PR #477, opened 2024-01-03
add build_name input to zoningtaxlots_build call

damonmcc:
GIS tried running ZTL dataloading but it fails due to invalid workflow ([example](https://github.com/NYCPlanning/data-engineering/actions/runs/7399164235))

that action calls `zoningtaxlots_build.yml` but doesn't provide [the required input](https://github.com/NYCPlanning/data-engineering/blob/dm-fix-ztl-dataloading/.github/workflows/zoningtaxlots_build.yml#L9-L11) `build_name`

PR #478, opened 2024-01-03
add build_name input to pluto_build call

damonmcc:
follow up to #477 because the action failed at the next step ([run logs](https://github.com/NYCPlanning/data-engineering/actions/runs/7400747383))


jackrosacker (commented):
👍🏼

PR #481, opened 2024-01-03
add KPDB recipe and fix DevDB data loading

### LINKED ISSUE #313: Implement Remaining Recipes Files

damonmcc:
resolves #313 and DevDB breaking after https://github.com/NYCPlanning/data-engineering/pull/434

### DIFF
--- a/dcpy/utils/versions.py
+++ b/dcpy/utils/versions.py
@@ -103,7 +103,7 @@ class FirstOfMonth(Version):
     ) -> FirstOfMonth:
         if version_subtype is not None:
             raise Exception(
-                f"Version subtype {version_subtype} not applicable for Quarterly versions"
+                f"Version subtype {version_subtype} not applicable for FirstOfMonth versions"
             )
         bump_by = bump_by or 1
         new_year = int(self.year + (self.month + bump_by - 1) / 12)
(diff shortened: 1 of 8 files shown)


dcpy/utils/versions.py
```diff
@@ -120,11 +120,47 @@ def generate() -> FirstOfMonth:
                 raise Exception("Version parsing failed")
 
 
+@dataclass(order=True)
```
fvankrieken, line 123: Ooh. This is going to collide with the current "first of month". All our other "Today" ones are formatted "{year}{month}{day}"

Maybe worth biting the bullet and making "monthly" rather than "first of month" for ztl, and format it "{year}-{month}". Or standardizing it as a "major" build every month. Food for thought. Though it'll need to be addressed here in some way so we don't have ambiguous versions.

Or we could leave KPDB for now, which I thought we had said was the plan yesterday?

dcpy/utils/versions.py
```diff
@@ -120,11 +120,47 @@ def generate() -> FirstOfMonth:
...
+        if version_subtype is not None:
+            raise Exception(
+                f"Version subtype {version_subtype} not applicable for Today versions"
+            )
+        bump_by = bump_by or 1
+        new_year = int(self.year + (self.month + bump_by - 1) / 12)
+        new_month = int(
+            self.month + (self.day + bump_by - 1) / 31
+        )  # not every month has 31 days!
+        new_day = ((self.day + bump_by - 1) % 31) + 1
```
fvankrieken, line 145: Probably should just use datetime utilities here

dcpy/utils/versions.py
damonmcc: yea I also hit some other fun stuff [here](https://github.com/NYCPlanning/data-engineering/blob/5cfe42977415bb6fdc2591fead1aa6e37cc16468/dcpy/test/utils/test_versions.py#L38) with date math, bumping date-based versions could probably use a refactor to use the `datetime` library or something

PR #482, opened 2024-01-04
fix devdb dataloading

damonmcc:
fixes DevDB builds breaking after #434 ([example](https://github.com/NYCPlanning/data-engineering/actions/runs/7393675363/job/20113963933))

a DevDB build passing with these changes [here](https://github.com/NYCPlanning/data-engineering/actions/runs/7404016831)

### DIFF
--- a/.github/workflows/developments_build.yml
+++ b/.github/workflows/developments_build.yml
@@ -6,9 +6,18 @@ on:
       image_tag:
         type: string
         required: false
-      build_name: 
+      build_name:
         type: string
         required: true
+      recipe_file:
+        type: string
+        required: true
+      version:
+        type: string
+        required: false
+      repeat:
+        type: boolean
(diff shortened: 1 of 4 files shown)


.github/workflows/developments_build.yml
```diff
@@ -46,8 +55,14 @@ jobs:
         working-directory: ./
         run: ./bash/build_env_setup.sh
 
-      - name: 1. dataloading for EDM builds
-        run: ./devdb.sh dataloading edm && ls -l
+      - name: Set product environment variables
+        run: cat version.env >> "$GITHUB_ENV"
```
fvankrieken, line 59: Would like to change this a bit but that's what I'm already doing in my branch 🙂

fvankrieken (approved):
Thanks 🤦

*Exercise prompt*
In the listing above, how many of the lines contain the string "versions"? Respond with the number alone.

*Written reply*
10